Friday, 14 November 2014

Risk of Exposure

Ebola viruses are found in several African countries. Ebola was first discovered in 1976 near the Ebola River in what is now the Democratic Republic of the Congo. Since then, outbreaks of Ebola among humans have appeared sporadically in Africa.

Risk

Healthcare providers caring for Ebola patients and family and friends in close contact with Ebola patients are at the highest risk of getting sick because they may come in contact with the blood or body fluids of sick patients. People also can become sick with Ebola after coming in contact with infected wildlife. For example, in Africa, Ebola may spread as a result of handling bushmeat (wild animals hunted for food) and contact with infected bats. The virus also can be spread through contact with objects (like clothes, bedding, needles, syringes/sharps or medical equipment) that have been contaminated with the virus.

Past Ebola Outbreaks

Past Ebola outbreaks have occurred in the following countries:
  • Democratic Republic of the Congo (DRC)
  • Gabon
  • South Sudan
  • Ivory Coast
  • Uganda
  • Republic of the Congo (ROC)
  • South Africa (imported)

About Ebola Virus Disease

Ebola, previously known as Ebola hemorrhagic fever, is a rare and deadly disease caused by infection with one of the Ebola virus strains.

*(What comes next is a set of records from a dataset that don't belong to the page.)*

PR #232, opened 2024-01-19
Define column names in one location

MarionJHolloway:
# Description
Added column names for datasets as dataclasses in utils scripts in IND CQC pipeline
Updated column names in scripts that won't be worked on over the next ten weeks

# How to test
All unit tests passing.
As part of the commit history, I used a test script to compare changes to schemas which weren't covered by unit tests.

# Developer checklist
- [x ] Unit test
- [x ] Linked to Trello ticket
- [x ] Documentation up to date


utils/ind_cqc_column_names/estimate_jobs_columns.py
```diff
@@ -0,0 +1,28 @@
+from dataclasses import dataclass
+
```
garypolzin, line 2: I'd be tempted to merging all the column headings used in the 'CQC IND filled post estimating' process into one list of columns

The jobs are currently split up but it's one process, so a lot of the columns will be repeated. We'll need to add ICB at some point, and maybe rename job_count to filled_post_count (quite easy to do this now given we're writing prepare_locations from scratch and not editing the current one)

Looking at the miro board it looks like we'll have 5+ data files for the process of estimating CQC IND jobs, so that's a lot of repeated column names?

utils/ind_cqc_column_names/ascwds_worker_columns.py
```diff
@@ -0,0 +1,702 @@
+from dataclasses import dataclass
+
+
+@dataclass
+class AscwdsWorkerColumns:
```
garypolzin, line 5: for all the other datasets we've made the labels more readable, such as
care_home: str = "carehome"

but we've kept all the ascwds ones the same. We could just rename the ones we use for use for now then built up the list as we come to use other variables. Ideally we'd carry on the same naming conventions so 
employment_status: str = "emplstat"
main_job_role: str = "mainjrid"
etc

utils/ind_cqc_column_names/ascwds_worker_columns.py
```diff
@@ -0,0 +1,702 @@
+from dataclasses import dataclass
+
+
```
garypolzin, line 3: This is just a random one but given all these files have somewhat changeable columns do you think we sort (and maintain them) in alphabetical order?
particularly for ascwds with 600+ columns in each file, it's easy to find 'amhp' alphabetically but less so just looking for it

garypolzin (changes requested):

schemas/cqc_care_directory_schema.py
```diff
@@ -1,179 +1,171 @@
...
-        StructField("Service_type_Dental_service", StringType(), True),
-        StructField(
-            "Service_type_Diagnostic_andor_screening_service", StringType(), True
-        ),
+        StructField(ColNames.ServiceType.community_healthcare, StringType(), True),
+        StructField(ColNames.ServiceType.dental, StringType(), True),
+        StructField(ColNames.ServiceType.diagnostics, StringType(), True),
         StructField(
-            "Service_type_Diagnostic_andor_screening_service_single_handed_sessional_providers",
+            ColNames.ServiceType.diagnositc_sessional,
```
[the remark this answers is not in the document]
MarionJHolloway: Good spot, thanks

utils/ind_cqc_column_names/ascwds_worker_columns.py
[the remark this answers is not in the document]
MarionJHolloway: Direct payments column headings are quite different and can eventually be refactored into a similar folder structure. I kept this specific to this pipeline for now to avoid interdependencies later down the line

utils/ind_cqc_column_names/estimate_jobs_columns.py
MarionJHolloway: I was quite torn over which way to go with this. Maybe a compromise would be to move all the classes into one script and separate out the columns which recur in each script (e.g. location id, run dates), but keep the script specific column names in separate classes, in that same script?

utils/ind_cqc_column_names/ascwds_worker_columns.py
MarionJHolloway: Yes, good idea, I will sort them

utils/ind_cqc_column_names/ascwds_worker_columns.py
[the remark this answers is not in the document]
garypolzin: merging my responses for both this comment and the 'one list per pipeline job'

I guess what I'm saying is that at this point, most of them aren't specific to this pipeline (this ASCWDS file is the version we'll use as a starting point for all ASCWDS tasks, same for CQC.

and generally conscious that we'll soon have lots of very similar datasets which will almost be identical to each other such as:
ascwds and ascwds_anon (prov and workplace)
cqc registered (for this process) and cqc_deregistered (for reconciliation)
locations_prepared, locations_prepared_cleaned, with estimates added, with job roles added

so just being wary of loads of loads of 'column_name' lists which will need maintaining, and jobs failing because we update some of them but forget one further downstream - feels better to have one list per pipeline which contains everything for the pipeline?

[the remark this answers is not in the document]
MarionJHolloway: If we only have one file for the whole pipeline it will be very long. Several thousand rows. With data classes you can just import the classes that are relevant to the script.

Additionally, the raw data files are a separate case. They feed the schemas and don't necessarily match the formatting of the strings in later stages of the pipeline. 

One solution could be to have the data classes feed each other (so later scripts pull in values from scripts earlier in the pipeline). For example, in prepare_locations_cleaned.py we could put something like:

import prepare_locations_column_names

location_id = prepare_locations_column_names.location_id

utils/ind_cqc_column_names/ascwds_worker_columns.py
MarionJHolloway: Yeah, I agree - it's about 1500 variables to rename, so we could put in the time up front or just clean them up as we use them. I'm happy either way :)

utils/ind_cqc_column_names/ascwds_worker_columns.py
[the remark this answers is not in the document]
garypolzin: It wouldn't be that long, the full ASCWDS files aren't part of the pipeline. The pipeline for estimating jobs starts with the merging process, so at the moment it would be a combination of the
44 col names in prepare_locations
22 col names in prepare_locations_cleaned (however I think all but one col_name is in prepare_locations)
23 col names in estimate_jobs (I think only 7 are 'new' columns

so these 3 column lists with 89 column names could be reduced to one list of 52 names - the initial list in prepare_locations plus the additional 1 in prepare_locations_cleaned and 7 in estimate_jobs

garypolzin (approved):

Ebola can cause disease in humans and nonhuman primates (monkeys, gorillas, and chimpanzees).
Ebola is caused by infection with a virus of the family Filoviridae, genus Ebolavirus. There are five identified Ebola virus species, four of which are known to cause disease in humans: Ebola virus (Zaire ebolavirus); Sudan virus (Sudan ebolavirus); Taï Forest virus (Taï Forest ebolavirus, formerly Côte d’Ivoire ebolavirus); and Bundibugyo virus (Bundibugyo ebolavirus). The fifth, Reston virus (Reston ebolavirus), has caused disease in nonhuman primates, but not in humans.
Ebola viruses are found in several African countries. Ebola was first discovered in 1976 near the Ebola River in what is now the Democratic Republic of the Congo. Since then, outbreaks have appeared sporadically in Africa.
The natural reservoir host of Ebola virus remains unknown. However, on the basis of evidence and the nature of similar viruses, researchers believe that the virus is animal-borne and that bats are the most likely reservoir. Four of the five virus strains occur in an animal host native to Africa.

Transmission

Because the natural reservoir host of Ebola viruses has not yet been identified, the way in which the virus first appears in a human at the start of an outbreak is unknown. However, scientists believe that the first patient becomes infected through contact with an infected animal, such as a fruit bat or primate (apes and monkeys), which is called a spillover event. Person-to-person transmission follows and can lead to large numbers of affected people. In some past Ebola outbreaks, primates were also affected by Ebola and multiple spillover events occurred when people touched or ate infected primates.
When an infection occurs in humans, the virus can be spread to others through direct contact (through broken skin or mucous membranes in, for example, the eyes, nose, or mouth) with
  • blood or body fluids (including but not limited to urine, saliva, sweat, feces, vomit, breast milk, and semen) of a person who is sick with Ebola
  • objects (like needles and syringes) that have been contaminated with the virus
  • infected fruit bats or primates (apes and monkeys)
Ebola is not spread through the air, by water, or in general, by food. However, in Africa, Ebola may be spread as a result of handling bushmeat (wild animals hunted for food) and contact with infected bats. There is no evidence that mosquitos or other insects can transmit Ebola virus. Only a few species of mammals (e.g., humans, bats, monkeys, and apes) have shown the ability to become infected with and spread Ebola virus.
Healthcare providers caring for Ebola patients and family and friends in close contact with Ebola patients are at the highest risk of getting sick because they may come in contact with infected blood or body fluids.
During outbreaks of Ebola, the disease can spread quickly within healthcare settings (such as a clinic or hospital). Exposure to Ebola can occur in healthcare settings where hospital staff are not wearing appropriate personal protective equipment.
Dedicated medical equipment (preferably disposable, when possible) should be used by healthcare personnel providing patient care. Proper cleaning and disposal of instruments, such as needles and syringes, also are important. If instruments are not disposable, they must be sterilized before being used again. Without adequate sterilization of instruments, virus transmission can continue and amplify an outbreak.
Once people recover from Ebola, they can no longer spread the virus to people in the community. However, because Ebola can stay in semen after recovery, men should abstain from sex (including oral sex) for three months. If abstinence is not possible, condoms may help prevent the spread of Ebola. Sexual transmission of Ebola has never been reported.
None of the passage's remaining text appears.